● **Task prompt**
Go through the listing below. Copy each line that has the string "CurrentLocale".

**********

PR #365, opened 2020-09-08
Add avy as variation and post messages

palmenhq:
Also disable no-frame options

### DIFF
--- a/src/client/pages/ConnectPayment/components/TrustlyModal.tsx
+++ b/src/client/pages/ConnectPayment/components/TrustlyModal.tsx
@@ -2,9 +2,8 @@ import styled from '@emotion/styled'
 import { colors } from '@hedviginsurance/brand'
 import { TranslationsConsumer } from '@hedviginsurance/textkeyfy'
 import Modal from 'components/Modal'
-import { CurrentLocale } from 'components/utils/CurrentLocale'
-import { Container } from 'constate'
-import React from 'react'
+import { useCurrentLocale } from 'components/utils/CurrentLocale'
+import React, { createRef, useEffect, useState } from 'react'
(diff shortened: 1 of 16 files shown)


src/client/pages/ConnectPayment/components/TrustlyModal.tsx
```diff
@@ -77,53 +80,34 @@ export const TrustlyModal: React.FC<Props> = ({
   }, [])
 
   return (
-    <Container<State, Actions>
```
gustaveen, line 80: Whoop whoop, nice refactoring! 🤩  Would be nice to get rid of constate overall. 
Just me being picky, but I think it's handy to keep the refactoring in a commit by it's own 🙃

gustaveen (dismissed):

src/client/utils/Intercom.tsx
```diff
@@ -29,7 +29,9 @@ export const Intercom: React.FC = () => {
     LOCALE_PATH_PATTERN + '/new-member/connect-payment/direct',
   )
   React.useEffect(() => {
-    if ([Variation.IOS, Variation.ANDROID].includes(variation!)) {
+    if (
+      [Variation.IOS, Variation.ANDROID, Variation.AVY].includes(variation!)
```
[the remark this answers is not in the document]
palmenhq: `?variation=avy`

src/client/pages/ConnectPayment/components/TrustlyModal.tsx
palmenhq: I'd rather argue it's better to do it in small chunks in case something breaks. Thoughts on that? :)

gustaveen (approved):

**********

● **Task answer**
-import { CurrentLocale } from 'components/utils/CurrentLocale'
+import { useCurrentLocale } from 'components/utils/CurrentLocale'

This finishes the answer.